> [WHAT THE TASK ASKS]:
Start at the line in the entries below that contains "--- a/pkg/controllers/workapplier/waves_integration_test.go", stop at the line that contains "in writing, software", and output exactly the lines in that span, both ends included.

Data excerpts
--------------------------------------------------

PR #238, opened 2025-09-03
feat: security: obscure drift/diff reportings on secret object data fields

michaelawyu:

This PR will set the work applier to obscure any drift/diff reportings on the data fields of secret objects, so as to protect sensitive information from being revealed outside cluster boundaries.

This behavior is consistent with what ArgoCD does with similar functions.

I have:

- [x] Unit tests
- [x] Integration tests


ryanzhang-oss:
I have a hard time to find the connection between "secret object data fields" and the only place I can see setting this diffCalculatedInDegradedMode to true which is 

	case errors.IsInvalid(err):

--------------------------------------------------

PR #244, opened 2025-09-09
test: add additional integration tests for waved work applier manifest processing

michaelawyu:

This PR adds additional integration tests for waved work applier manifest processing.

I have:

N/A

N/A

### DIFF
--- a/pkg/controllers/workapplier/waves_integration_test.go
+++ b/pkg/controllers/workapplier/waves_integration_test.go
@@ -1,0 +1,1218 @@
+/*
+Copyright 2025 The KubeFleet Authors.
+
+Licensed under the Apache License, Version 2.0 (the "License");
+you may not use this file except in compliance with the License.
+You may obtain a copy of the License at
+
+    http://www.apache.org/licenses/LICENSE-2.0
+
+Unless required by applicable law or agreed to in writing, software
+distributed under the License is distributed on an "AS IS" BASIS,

--------------------------------------------------

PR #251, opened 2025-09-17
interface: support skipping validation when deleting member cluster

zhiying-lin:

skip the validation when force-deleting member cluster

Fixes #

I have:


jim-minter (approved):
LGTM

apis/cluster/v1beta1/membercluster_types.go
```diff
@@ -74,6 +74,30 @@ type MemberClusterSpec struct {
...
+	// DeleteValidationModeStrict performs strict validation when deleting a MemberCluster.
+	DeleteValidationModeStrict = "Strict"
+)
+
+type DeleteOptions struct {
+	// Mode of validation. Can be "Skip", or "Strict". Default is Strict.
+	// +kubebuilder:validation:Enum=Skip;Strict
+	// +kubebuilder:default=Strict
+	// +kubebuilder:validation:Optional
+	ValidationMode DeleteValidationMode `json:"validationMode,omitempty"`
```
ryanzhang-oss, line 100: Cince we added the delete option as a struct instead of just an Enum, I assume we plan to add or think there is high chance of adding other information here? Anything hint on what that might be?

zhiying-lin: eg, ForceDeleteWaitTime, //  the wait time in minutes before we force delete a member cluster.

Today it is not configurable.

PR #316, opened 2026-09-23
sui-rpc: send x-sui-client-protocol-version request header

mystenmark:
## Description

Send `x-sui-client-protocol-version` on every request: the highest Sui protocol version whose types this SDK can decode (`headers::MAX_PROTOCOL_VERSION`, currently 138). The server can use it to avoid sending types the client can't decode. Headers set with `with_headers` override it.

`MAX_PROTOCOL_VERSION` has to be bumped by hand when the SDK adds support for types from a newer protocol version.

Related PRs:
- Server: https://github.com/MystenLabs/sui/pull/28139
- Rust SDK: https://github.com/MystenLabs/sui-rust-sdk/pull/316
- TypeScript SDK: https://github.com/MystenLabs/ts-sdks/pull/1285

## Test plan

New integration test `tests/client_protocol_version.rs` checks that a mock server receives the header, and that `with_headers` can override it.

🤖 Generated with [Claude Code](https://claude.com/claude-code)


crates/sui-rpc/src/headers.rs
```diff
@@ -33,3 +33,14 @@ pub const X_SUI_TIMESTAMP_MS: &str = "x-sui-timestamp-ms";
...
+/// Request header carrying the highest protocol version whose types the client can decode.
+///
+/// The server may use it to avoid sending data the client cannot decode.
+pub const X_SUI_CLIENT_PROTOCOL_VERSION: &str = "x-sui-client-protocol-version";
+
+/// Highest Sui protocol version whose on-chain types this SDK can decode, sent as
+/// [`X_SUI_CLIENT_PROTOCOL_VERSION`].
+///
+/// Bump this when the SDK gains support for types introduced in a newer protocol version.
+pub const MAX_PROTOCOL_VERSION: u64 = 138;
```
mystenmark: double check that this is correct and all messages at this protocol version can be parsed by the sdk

--------------------------------------------------

> [SOLUTION TO THE PROBLEM]:
--- a/pkg/controllers/workapplier/waves_integration_test.go
+++ b/pkg/controllers/workapplier/waves_integration_test.go
@@ -1,0 +1,1218 @@
+/*
+Copyright 2025 The KubeFleet Authors.
+
+Licensed under the Apache License, Version 2.0 (the "License");
+you may not use this file except in compliance with the License.
+You may obtain a copy of the License at
+
+    http://www.apache.org/licenses/LICENSE-2.0
+
+Unless required by applicable law or agreed to in writing, software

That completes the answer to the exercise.